【電書化・コミカライズ】婚約13年目ですが、いまだに愛されていません~愛されたい王女と愛さないように必死な次期公爵~
 式のための正装に身を包み、赤みがかった茶髪をしっかりとセットして。
 前に会ったときから数か月しか経っていないというのに、ルーナには、彼が急に大人になったように見えた。
 ドアがしまると、アルフレドは感極まった様子でルーナに近づき、ぎゅっと彼女を抱きしめた。

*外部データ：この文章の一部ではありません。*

Issue #3171, opened 2020-04-08
tests/question pool : when question is reused it appears duplicated (tripled, ..


mk111:
**Describe**
as seed

**To Reproduce**
1. create exercise
2. add some questions
3. create another exercise
4. add questions from question pool
5. show pool

**Expected behavior**
single line for single question (data about how many times quest. is used can be of use)

**Additional context**
adding following to line 781 of main/exercises/question_pool.php is good enough for temporary fix:
`$aabbcc=[]; foreach($mainQuestionList as $q001) $aabbcc[$q001['id']]=$q001; $mainQuestionList=$aabbcc; unset($aabbcc);`
(showing exercise_id in query for constructing $mainQuestonList preventing distinc to be selective on questions)

jmontoyaa:
This was already fixed already.

PR #3176, opened 2020-04-10
Question reused appears duplicated #3171

mk111:
looks ok, there was no complaint so far


ywarnier:
As stated in #3171, this was "already fixed already" ;-)
Thanks for your contribution anyway! It could have helped otherwise.

Issue #3177, opened 2020-04-10
Tests/Report by question broken for many types of tests


mk111:
**Describe**
There is a bug in report whenever you select any type of test where the option to choose M questions out of N is present on execution.  After execution, just  N questions is presented in report!
Than, not the same N question is shown every time; as question selection thr report is pseudo random to.  This report should  contain all possible questions that are possible in the test, so be the same as 
there is no question draw.

**To Reproduce**
1. define 4 questions of any question type
2. put them into different 2 categories, by 2 per cat.
3. execute test 3 or 4 time
4. view report by question, put down or remember list of the questions
5. refresh browser, compare with previous report
if no change:
6. refresh browser again ,...

**Expected behavior**
this report should  contain all possible questions from the test **regardless** of  draw.

**Screenshots**
outer image shows report done with no draw(as should be), inner (inside rect.) current report

![rep_by_question_good](https://user-images.githubusercontent.com/4478116/79004025-2f583280-7b54-11ea-8c84-76f22e7cceb2.png)

**Additional context**
applies to 1.11.x, , 1.11.10

ywarnier:
The latest fixes should solve this issue on https://11.chamilo.org.
@mk111 please check when you get the opportunity.

ywarnier:
Assigned to @NicoDucou for review

NicoDucou:
I just reproduced the case with this test : https://11.chamilo.org/main/exercise/overview.php?cidReq=GITHUB3177&id_session=0&gidReq=0&gradebook=0&origin=&exerciseId=451
I realised the test 4 times and I had different questions based on the 2 categories which showed 1 question per category.

On the report per question page I can see all the questions : https://11.chamilo.org/main/exercise/stats.php?cidReq=GITHUB3177&id_session=0&gidReq=0&gradebook=0&origin=&exerciseId=451

So the problem is fixed for this.

PR #3178, opened 2020-04-10
Corrects report by question stat ref. #3177

mk111:
did not see this file used anywhere else or for anything else but i'm a bit worried about so much checkings on empty list of the questions, but cant' see the case this can happened (before the change and now)


mk111:
couses another issue

PR #896, opened 2016-12-01
Dump/restore users even in case of RabbitMQ 3.6.x and also dump/restore user permissions during restarts

lemenkov:
This PR fixes dump/restore users from RabbitMQ 3.6.x where internal structure was changed a little. Also it allows dumping/restoring users' permissions (see RHBZ 1342376).


lemenkov:
This PR expands #804.

PR #897, opened 2016-12-07
RFC: RabbitMQ: Reset Mnesia before joining existing cluster

lemenkov:
--=== !!!! WARNING !!!! Don't merge it yet - we're still testing it. ==--

We should reset Mnesia always beore joining cluster. Any necessary data
will be fetched from live node(s), so why care? Not doing so could led
to stuck node which needs manual repair.

Why bother with these Mnesia bytes? Better kill it and refetch!

Also related:

* https://bugs.launchpad.net/fuel/+bug/1431761
* https://bugs.launchpad.net/fuel/+bug/1620649
* https://bugzilla.redhat.com/show_bug.cgi?id=1397393
* rabbitmq/rabbitmq-server#946

Signed-off-by: Peter Lemenkov <lemenkov@redhat.com>

### DIFF
--- a/heartbeat/rabbitmq-cluster
+++ b/heartbeat/rabbitmq-cluster
@@ -353,75 +353,71 @@ rmq_start() {
 		return $rc
 	fi
 
-	# first try to join without wiping mnesia data
+	# Try to join existing cluster
+	ocf_log info "wiping data directory before joining"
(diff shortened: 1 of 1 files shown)


lemenkov:
Ok, we've tested it and didn't find any regressions. Please consider merging it.

cc @oalbrigt

oalbrigt:
Thanks.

「ルーナ……。無事で、よかった……。もう、大丈夫だから」

 アルフレドの声は、震えていた。
 彼の様子とこの言葉で、ルーナは、アルフレドに手紙が届いていたこと、真意を読み取ってくれたこと、彼が自分を守ろうとしていることを、理解した。

「……アル。アル。こわ、かった……。怖かったよお……」

 ルーナの瞳から、ぽろぽろと雫がこぼれ落ちる。
 婚約が決まったときからここまで、ルーナは泣きたくても泣くことができなかった。
 たまりにたまった涙が雪解けのようにあふれ出し、アルフレドの服を濡らしていく。
 姉の結婚式の前だというのに、アルフレドは服が汚れることになど構わず、愛しい人をその腕で支え続けた。